_Exercise brief_
Each line from the one containing "effect is minimal." to the last line of the listing below must be reproduced exactly, and nothing more.

_Data to examine_
:::::

PR #282, opened 2019-04-03
use the current position in reprojection

baumanta:
Bug was introduced in [#278](https://github.com/PX4/avoidance/pull/278) found by @sunzj 

As now the current histogram is reprojected, also the current position should be used.


nicovanduijn:
A more descriptive title would be nice, such that the git history is somewhat meaningful.
Otherwise I'm fine with this. Can you notice the difference in SITL?

baumanta:
@nicovanduijn  no, I don't see a difference, the effect is minimal.

jkflying:
I think this is small enough, SITL testing should be sufficient.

:::::

_Exercise solution_
@nicovanduijn  no, I don't see a difference, the effect is minimal.

jkflying:
I think this is small enough, SITL testing should be sufficient.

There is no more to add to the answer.